WORK INSTRUCTIONS: Each entry that follows needs to be written out exactly, with nothing left out.
SOURCE RECORDS Start Marker
PR #2929, opened 2024-04-03
show api documentation on mouse click

devoncarew:
- show api documentation on mouse click

On a mouse click, request api docs from the server and render into a panel at the bottom of the editor. On a mouse click in whitespace, hide the doc panel.

We may consider moving this panel - and the console output panel - to using a split view in the future, to allow for user re-sizing.

---

<details>

</details>

Screenshot 2024-04-03 at 9 57 51 AM

Screenshot 2024-04-03 at 9 57 18 AM

### DIFF
--- a/pkgs/sketch_pad/lib/docs.dart
+++ b/pkgs/sketch_pad/lib/docs.dart
@@ -1,0 +1,123 @@
+// Copyright (c) 2024, the Dart project authors.  Please see the AUTHORS file
+// for details. All rights reserved. Use of this source code is governed by a
+// BSD-style license that can be found in the LICENSE file.
+
+import 'package:dartpad_shared/model.dart';
+import 'package:flutter/material.dart';
+import 'package:flutter_markdown/flutter_markdown.dart';
+import 'package:url_launcher/url_launcher.dart' as url_launcher;
+
+import 'model.dart';
+import 'theme.dart';
+import 'widgets.dart';
+
+class DocsWidget extends StatefulWidget {
+  final AppModel appModel;
+
+  const DocsWidget({
+    required this.appModel,
+    super.key,
+  });
+
+  @override
+  State<DocsWidget> createState() => _DocsWidgetState();
+}
+
+class _DocsWidgetState extends State<DocsWidget> {
+  @override
+  Widget build(BuildContext context) {
+    final theme = Theme.of(context);
+
+    return Container(
+      decoration: BoxDecoration(
+        color: theme.scaffoldBackgroundColor,
+        border: Border(
+          top: Divider.createBorderSide(
+            context,
+            width: 8.0,
+            color: theme.colorScheme.surface,
+          ),
+        ),
+      ),
+      padding: const EdgeInsets.all(denseSpacing),
+      child: Stack(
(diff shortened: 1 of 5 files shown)


pkgs/sketch_pad/lib/docs.dart
```diff
@@ -0,0 +1,123 @@
...
+      ),
+      padding: const EdgeInsets.all(denseSpacing),
+      child: Stack(
+        children: [
+          ValueListenableBuilder(
+            valueListenable: widget.appModel.currentDocs,
+            builder: (context, DocumentResponse? docs, _) {
+              // TODO: Consider showing propagatedType if not null.
+
+              var title = _cleanUpTitle(docs?.elementDescription);
```
parlough, line 50: Can this `title` ever get in a `null` or empty state? If so, perhaps we shouldn't render the pane?

pkgs/sketch_pad/lib/docs.dart
```diff
@@ -0,0 +1,123 @@
...
+
+    // Remove ws after named args.
+    title = title.replaceAll(',\n}', '}');
+
+    return title.replaceAll('\n', '').replaceAll('  ', ' ');
+  }
+
+  void _handleMarkdownTap(String text, String? href, String title) {
+    if (href != null) {
+      url_launcher.launchUrl(Uri.parse(href));
```
parlough, line 120: Since this can come from packages or user's own API docs, consider using `Uri.tryParse` here.

parlough (approved):
Looks great to me, thanks!

The one thing that stood out to me that would be nice to improve later, either with user resizing or otherwise, was the panel being the same size even if there was only a `title` and no doc comment, such as for a local variable with just its type.

pkgs/sketch_pad/lib/docs.dart
```diff
@@ -0,0 +1,123 @@
...
+            valueListenable: widget.appModel.currentDocs,
+            builder: (context, DocumentResponse? docs, _) {
+              // TODO: Consider showing propagatedType if not null.
+
+              var title = _cleanUpTitle(docs?.elementDescription);
+              if (docs?.deprecated == true) {
+                title = '$title (deprecated)';
+              }
+
+              // TODO: should the markdown text be selectable?
```
parlough, line 55: Hmm. I think I've never wanted to copy text from API docs before, but perhaps from code snippets in the API docs? We can revisit it :)

devoncarew: I've removed the todo; we can re-adjust based on any user feedback here.

pkgs/sketch_pad/lib/docs.dart
devoncarew: It can technically be an empty string; in practice it likely isn't - the analysis server seems to always populate `elementDescription` from the dartdoc response.

However, I'll add a guard against an empty string when building the UI below.

pkgs/sketch_pad/lib/docs.dart
devoncarew: +1 to being defensive gere - I'll switch to `tryParse`.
SOURCE RECORDS End Marker
RESULT OF THIS TASK:
PR #2929, opened 2024-04-03
show api documentation on mouse click

devoncarew:
- show api documentation on mouse click

On a mouse click, request api docs from the server and render into a panel at the bottom of the editor. On a mouse click in whitespace, hide the doc panel.

We may consider moving this panel - and the console output panel - to using a split view in the future, to allow for user re-sizing.

---

<details>

</details>

Screenshot 2024-04-03 at 9 57 51 AM

Screenshot 2024-04-03 at 9 57 18 AM

### DIFF
--- a/pkgs/sketch_pad/lib/docs.dart
+++ b/pkgs/sketch_pad/lib/docs.dart
@@ -1,0 +1,123 @@
+// Copyright (c) 2024, the Dart project authors.  Please see the AUTHORS file
+// for details. All rights reserved. Use of this source code is governed by a
+// BSD-style license that can be found in the LICENSE file.
+
+import 'package:dartpad_shared/model.dart';
+import 'package:flutter/material.dart';
+import 'package:flutter_markdown/flutter_markdown.dart';
+import 'package:url_launcher/url_launcher.dart' as url_launcher;
+
+import 'model.dart';
+import 'theme.dart';
+import 'widgets.dart';
+
+class DocsWidget extends StatefulWidget {
+  final AppModel appModel;
+
+  const DocsWidget({
+    required this.appModel,
+    super.key,
+  });
+
+  @override
+  State<DocsWidget> createState() => _DocsWidgetState();
+}
+
+class _DocsWidgetState extends State<DocsWidget> {
+  @override
+  Widget build(BuildContext context) {
+    final theme = Theme.of(context);
+
+    return Container(
+      decoration: BoxDecoration(
+        color: theme.scaffoldBackgroundColor,
+        border: Border(
+          top: Divider.createBorderSide(
+            context,
+            width: 8.0,
+            color: theme.colorScheme.surface,
+          ),
+        ),
+      ),
+      padding: const EdgeInsets.all(denseSpacing),
+      child: Stack(
(diff shortened: 1 of 5 files shown)


pkgs/sketch_pad/lib/docs.dart
```diff
@@ -0,0 +1,123 @@
...
+      ),
+      padding: const EdgeInsets.all(denseSpacing),
+      child: Stack(
+        children: [
+          ValueListenableBuilder(
+            valueListenable: widget.appModel.currentDocs,
+            builder: (context, DocumentResponse? docs, _) {
+              // TODO: Consider showing propagatedType if not null.
+
+              var title = _cleanUpTitle(docs?.elementDescription);
```
parlough, line 50: Can this `title` ever get in a `null` or empty state? If so, perhaps we shouldn't render the pane?

pkgs/sketch_pad/lib/docs.dart
```diff
@@ -0,0 +1,123 @@
...
+
+    // Remove ws after named args.
+    title = title.replaceAll(',\n}', '}');
+
+    return title.replaceAll('\n', '').replaceAll('  ', ' ');
+  }
+
+  void _handleMarkdownTap(String text, String? href, String title) {
+    if (href != null) {
+      url_launcher.launchUrl(Uri.parse(href));
```
parlough, line 120: Since this can come from packages or user's own API docs, consider using `Uri.tryParse` here.

parlough (approved):
Looks great to me, thanks!

The one thing that stood out to me that would be nice to improve later, either with user resizing or otherwise, was the panel being the same size even if there was only a `title` and no doc comment, such as for a local variable with just its type.

pkgs/sketch_pad/lib/docs.dart
```diff
@@ -0,0 +1,123 @@
...
+            valueListenable: widget.appModel.currentDocs,
+            builder: (context, DocumentResponse? docs, _) {
+              // TODO: Consider showing propagatedType if not null.
+
+              var title = _cleanUpTitle(docs?.elementDescription);
+              if (docs?.deprecated == true) {
+                title = '$title (deprecated)';
+              }
+
+              // TODO: should the markdown text be selectable?
```
parlough, line 55: Hmm. I think I've never wanted to copy text from API docs before, but perhaps from code snippets in the API docs? We can revisit it :)

devoncarew: I've removed the todo; we can re-adjust based on any user feedback here.

pkgs/sketch_pad/lib/docs.dart
devoncarew: It can technically be an empty string; in practice it likely isn't - the analysis server seems to always populate `elementDescription` from the dartdoc response.

However, I'll add a guard against an empty string when building the UI below.

pkgs/sketch_pad/lib/docs.dart
devoncarew: +1 to being defensive gere - I'll switch to `tryParse`.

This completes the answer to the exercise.